В его старомосковском профессорском доме хозяйничала пожилая приветливая дама с аристократическим лицом, величавой осанкой и старинной брошкой на строгом платье. Встречая, он, потупясь, говорил смиренно, что это его натурщица и он вот уже тридцать лет изменяет с ней своей покойной жене…
Сейчас в шехтелевском фойе Художественного театра висит большая парижская фотография нашего несравненного Владимира Евгеньевича. На ней он молод, красив, в изысканном белом смокинге и с таким же белым цилиндром на коленях. А в драгоценных створках ковчега из темноты стекла безразлично смотрят перед собой старые глаза испанского портрета…
Но даже эта выдающаяся личность, даже эти драматические уроки не могли удержать меня в кругу институтских дел. Я начал пропадать в консерватории. Особенно меня интересовали репетиции дирижеров.
Рихтеровская бацилла музыки вовсю бушевала во мне. Это было захватывающе. Феран Кинэ, Курт Зандерлинг, Янош Ференчик, Франц Конвичный, Герман Абендрот! Я слышал, что они говорят оркестру, чего хотят, и видел, как это достигается. Курт Зандерлинг репетировал «Реквием» Моцарта. Он долго добивался баланса струнных и меди, потом спрыгнул с эстрады и, дирижируя, ходил между рядов, слушая из разных мест. Наконец, указав куда-то в сторону портрета Шуберта, он крикнул, чтобы трубы были направлены туда. Так ставилась эта музыкально-пространственная драма. Ну можно ли было отказаться видеть и слышать это?! А как завораживающе выглядели партитуры, где на каждой странице размещались всего одна или две строчки! Эта толпа интонаций, красок и тембров, летящая в самом времени на пяти линейках!

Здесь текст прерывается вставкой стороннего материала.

PR #1590, opened 2016-04-22
Add a `lifetime` specifier to `macro_rules!`

sgrif:
[Rendered](https://github.com/sgrif/rfcs/blob/sg-macro-lifetimes/text/0000-macro-lifetimes.md)

### DIFF
--- a/text/0000-macro-lifetimes.md
+++ b/text/0000-macro-lifetimes.md
@@ -28,9 +28,12 @@ separators.
 [design]: #detailed-design
 
 This RFC proposes adding `lifetime` as an additional specifier to
-`macro_rules!` (alternatively: `life` or `lt`). Since a lifetime acts very much
+`macro_rules!` (alternatively: `life` or `lt`). As it is a single token, it is
+able to be followed by any other specifier. Since a lifetime acts very much
 like an identifier, and can appear in almost as many places, it can be handled
-almost identically. A preliminary implementation can be found at
+almost identically.
+
+A preliminary implementation can be found at
 https://github.com/rust-lang/rust/pull/33135
 
 # Drawbacks
--- a/text/0000-macro-lifetimes.md
+++ b/text/0000-macro-lifetimes.md
@@ -1,0 +1,49 @@
+- Feature Name: Allow `lifetime` specifiers to be passed to macros
+- Start Date: 2016-04-22
+- RFC PR: (leave this empty)
+- Rust Issue: (leave this empty)
+
+# Summary
+[summary]: #summary
+
+Add a `lifetime` specifier for `macro_rules!` patterns, that matches any valid
+lifetime.
+
+# Motivation
+[motivation]: #motivation
+
+Certain classes of macros are completely impossible without the ability to pass
+lifetimes. Specifically, anything that wants to implement a trait from inside of
+a macro is going to need to deal with lifetimes eventually. They're also
+commonly needed for any macros that need to deal with types in a more granular
+way than just `ty`.
+
+Since a lifetime is a single token, there is currently no way to accept one
+without an explicit matcher. Something like `'$lifetime:ident` will fail to
+compile.
+
+# Detailed design
+[design]: #detailed-design
+
+This RFC proposes adding `lifetime` as an additional specifier to
+`macro_rules!` (alternatively: `life` or `lt`). Since a lifetime acts very much
+like an identifier, and can appear in almost as many places, it can be handled
+almost identically. A preliminary implementation can be found at
+https://github.com/rust-lang/rust/pull/33135
+
+# Drawbacks
+[drawbacks]: #drawbacks
+
+None
+
+# Alternatives
+[alternatives]: #alternatives
+
+A more general specifier, such as a "type parameter list", which would roughly
+map to `ast::Generics` would cover most of the cases that matching lifetimes
+individually would cover.
+
+# Unresolved questions
+[unresolved]: #unresolved-questions
+
+None
--- a/text/0000-macro-lifetimes.md
+++ b/text/0000-macro-lifetimes.md
@@ -18,9 +18,11 @@ a macro is going to need to deal with lifetimes eventually. They're also
 commonly needed for any macros that need to deal with types in a more granular
 way than just `ty`.
 
-Since a lifetime is a single token, there is currently no way to accept one
-without an explicit matcher. Something like `'$lifetime:ident` will fail to
-compile.
+Since a lifetime is a single token, the only way to match against a lifetime is
+by capturing it as `tt`. Something like `'$lifetime:ident` would fail to
+compile. This is extremely limiting, as it becomes difficult to sanitize input,
+and `tt` is extremely difficult to use in a sequence without using awkward
+separators.
 
 # Detailed design
 [design]: #detailed-design


text/0000-macro-lifetimes.md
```diff
@@ -0,0 +1,49 @@
...
+
+Certain classes of macros are completely impossible without the ability to pass
+lifetimes. Specifically, anything that wants to implement a trait from inside of
+a macro is going to need to deal with lifetimes eventually. They're also
+commonly needed for any macros that need to deal with types in a more granular
+way than just `ty`.
+
+Since a lifetime is a single token, there is currently no way to accept one
+without an explicit matcher. Something like `'$lifetime:ident` will fail to
+compile.
```
bluss: lifetime tokens (`'xyz`) are matched by `tt`. So just like the literal matcher RFC, this caveat should apply, that it doesn't actually add much power just ease of use to macros by example. rust-lang/rfcs/pull/1576

https://github.com/rust-lang/rfcs/pull/1576#issuecomment-208322492

sgrif: Ah good point. I would argue it does still add a good bit of power in the context of sequences. I will amend the RFC to note this, however.

text/0000-macro-lifetimes.md
```diff
@@ -0,0 +1,51 @@
...
+by capturing it as `tt`. Something like `'$lifetime:ident` would fail to
+compile. This is extremely limiting, as it becomes difficult to sanitize input,
+and `tt` is extremely difficult to use in a sequence without using awkward
+separators.
+
+# Detailed design
+[design]: #detailed-design
+
+This RFC proposes adding `lifetime` as an additional specifier to
+`macro_rules!` (alternatively: `life` or `lt`). Since a lifetime acts very much
```
bjz: `lt` might be confused with '`literal`', if it were ever added.

Also, perhaps these alternatives could be moved to the `# Alternatives` section?

text/0000-macro-lifetimes.md
sgrif: As it turns out, you actually can't use a `tt` in a lifetime position:

```
 error: expected identifier, found `'a`
 impl<$($lifetime),*> SomeTrait
```

text/0000-macro-lifetimes.md
sgrif: Are differing names an alternative to the RFC? Seems like it's a detail of the RFC itself. And yeah, I'm strongly in favor of `lifetime` as the name

text/0000-macro-lifetimes.md
bluss: tts don't expand anywhere without the ast coercion that danielkeep was referring to.

bluss: Don't get me wrong, I think this is a good addition, good RFC. But I don't think it gives macro_rules powers it didn't already have.

bluss: Here's the reparse trick. https://play.rust-lang.org/?gist=3287a8aab3bea913916f56d12c7a00ad&version=stable&backtrace=0

durka:
I know it's in the implementation, but the follow set for the matcher is probably a detail that should be in the RFC (and possibly included as a delta to RFC 550 as well).

text/0000-macro-lifetimes.md
bluss: I agree that the long word `lifetime` seems good. I don't see a reason to save letters here.

text/0000-macro-lifetimes.md
sgrif: Gotcha. Thanks for the link. I'm also interested because I would like to use this in Diesel as a workaround until this (hopefully) is accepted and in stable

Diggsey:
I wrote a PR for this a while back and @alexcrichton mentioned that `lifetime` might become a keyword, which would cause problems. Is that still the case?

durka:
I don't think we can really make new non-contextual keywords anymore. And I don't see the ambiguity anyway if there were to be a matcher with the same name as a keyword.

nikomatsakis:
I'm nominating this for discussion as a "fast track for FCP" thing. However, I also think we should add a note about the follow-set (though it is mostly implied by the comparison to identifier).

sgrif:
Updated to mention the follow-set

pnkfelix:
(another potential way to denote the bound could be `'ident`. As in `$lifetime:'ident`)

nikomatsakis:
We discussed this RFC in the previous @rust-lang/lang meeting. We all agree this is a pretty harmless addition, but for one concern: there remains some lingering concern among us that the term *lifetime* may not have been the best choice. Specifically, there is this ambiguity between the *lifetime of a value* -- i.e., when the destructor will run, which I tend to call the value's *scope* -- and the *lifetime of a reference* -- the region of the code where the reference will be used. To make matters just a bit more confusing, these two notions of lifetime are interrelated -- specifically, you can't make a reference to a value for longer than the value's scope. 

Up till now the term reference, while firmly entrenched in our documentation and blog posts, hasn't been in the *language itself* (though it does appear in the associated items RFC; but that was never implemented -- something we ought to fix, but then of course we'd run into the same problem). That said, this may well be a distinction without a difference.

I have to admit I feel pretty terrible holding up this otherwise unobjectionable RFC on this matter, since it's kind of an amorphous concern with no clear resolution. This is one reason we were brainstorming other possible syntaxes, such as `'ident` (or maybe even `ident`?).

I was thinking now though that there is though another possible way to view things which might make the name *lifetime* perfectly acceptable. That is, one could coin a term representing the region of the code where a reference is used -- candidates might be calling it the reference's region, or extent, or the duration of a borrow. In that case, the term lifetime is kind of a "superset" of these things: a scope is a lifetime, but so is a region. Not sure yet if that's a useful way to think about things.

Anyway, those were our concerns.

durka:
This is about syntax. Everyone calls the `'a` syntax a "lifetime" or a "lifetime annotation". This includes libsyntax :)

`$x:'ident` would be fine too, and avoid naming considerations!

durka:
Amusingly, the macro `macro_rules! m { ($x:'ident) => {} }` parses today, and there's no error until you try to invoke it.

bluss:
Maybe this fact can inspire new names: Loop labels use the same syntax.

sgrif:
I definitely think 'ident would be fine as well, but I'm not sure how
painful that would be for implementation.

bluss:
`lifetime` is good (named for a lifetime parameter), you could also call it just `label` (named for a loop label). I think using `'ident` is too irregular, and would be another oddity in an already odd macro_rules world.

nikomatsakis:
Yes, this was intentional, because we intended to (and I think still
vaguely intend) allow users to manually label blocks as a way to provide
explicit lifetime names. For example:

```rust
let x;
let y;
'a: {
    x = &'a y; // (error)
}
```

durka:
Is there any hope of un-stalling this? Several ideas have been proposed to solve the trivial naming issue which is blocking the RFC (ignore it and use `:lifetime`, use `':ident` instead, make up a new name like `:label` or `:region`). Does the lang team like any of them or shall we continue painting the bike shed?

bluss:
`lifetime` is short for *lifetime parameter*. Does the lang team want to coin a new name for that one? Otherwise i think `lifetime` should just be the name.

pnkfelix:
@durka I talked with @nikomatsakis last week about this. I suspect at this point that we are likely to bite the bullet and just accept `:lifetime` here. I think we agreed that the term "lifetime" is too entrenched at this point for us to expect to actually *change* it across the board.

Renominating for discussion at lang-team mtg.

nikomatsakis:
We discussed in the @rust-lang/lang meeting. We came to the conclusion that we should just go with the term "lifetime". Hence we are nominating this for final comment period.

My personal feeling is that I would like to have three terms:

- "lifetime" -- means some span in the code; a portion of the control-flow-graph;
- "scope" -- the lifetime corresponding to a lexical scope or statement; this corresponds to when things can be named, but also when destructors will run
- "extent" (maybe) -- the lifetime corresponding to where a reference is used. When you borrow some value, that borrow has an extent which is defined by how long the resulting reference (and any references derived from it) wind up being used.

Right now we tend to call all 3 of these lifetimes, so I am roughly proposing keeping that in place, but adding some more specific terms for two distinct concepts. I am not quite sure what that third term ought to be, though: I vacillate between "extent", "region", "duration", and a few other such words. I hope that in most docs and error messages though we can get away with not needing to use it, so maybe it's just a term that we use when trying to explain the type system at a more advanced level.

nikomatsakis:

durka:
FCP should be over soon, yeah?

aturon:
@durka 

Yes -- the lang meeting wound up cancelled last week, but we should have a final decision on Thursday. Sorry or the delay!

durka:
This is getting a bit ridiculous.

nikomatsakis:
Actually, the problem is my fault. The @rust-lang/lang team *did* discuss this and decided to accept it some time back (a week or so) -- but i've been overwhelmed and failed to follow up on my clerical duties! I do apologize

nikomatsakis:

durka:
Woohoo!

Так проходил мой первый год в институте. К концу зимы, когда отсыревшая Москва чихала и кашляла, я впервые попал в мастерскую Фалька. Лавина новых впечатлений захлестнула меня, как морская пена, полная жизни, бодрости и здоровья. Сатиры били в литавры, играли нимфы вокруг темного стекла!
Глава восьмая. У Фалька
Ты царь. Живи один.
Сатиры били в литавры, играли нимфы вокруг темного стекла. И оно, сверкнув, пропустило нас в респектабельный вестибюль Перцовского дома. Пологая, широкая лестница легко поднимает гостя вокруг пятиугольной глубины. Вот и тихий коридор четвертого этажа. Как высоки, как добротны здесь двери! Какие громкие имена начертаны на латунных дощечках! Здесь мастерские художественной элиты. Стараясь не шуметь, идем до конца этой галереи авторитетов и видим, наконец, незаметную маленькую дверь. Здесь кончается парадность. Винтовая лестница ведет на чердак, к Фальку. Напыщенная буржуазность, внушительность сразу уступают место подлинной художественной красоте.
В жилище Фалька прежде всего поражали пространство и цвет.
Многоугольная мансарда с косыми стенами, переходящими в потолок через балки и какие-то дополнительные изломы, освещалась двумя окнами. Одно, ровное, выходило на реку и Кремль, и вечерами в нем были видны красные звезды; другое, косое к полу, открывало звезды на небе. Окна никогда не занавешивались, и их звездное содержимое было своеобразным поэтическим эпиграфом к протекающей здесь жизни.
Мастерская была и причиной, и следствием фальковской живописи. Тонко цветной воздух, как будто чуть пыльный, серебристый, сыровато-туманный, окутывал стол, старое кресло, пианино с театральным макетом, нелепо стоящее посреди мастерской. Здесь реальность выглядела как живопись, как еще не написанные картины, очень глубокие, полные автобиографического драматизма. Скудная еда на столе – непреднамеренно составляет натюрморт.
Фальк, тихо разговаривая, иногда берет что-то со стола, медленно жует. Проглатывает. Потом опять долго разговаривает. Так он мыслит, чаще молча, иногда – вслух, если есть посетитель. Так он ест – по кусочку, между делом. Я никогда не видел обедающего Фалька.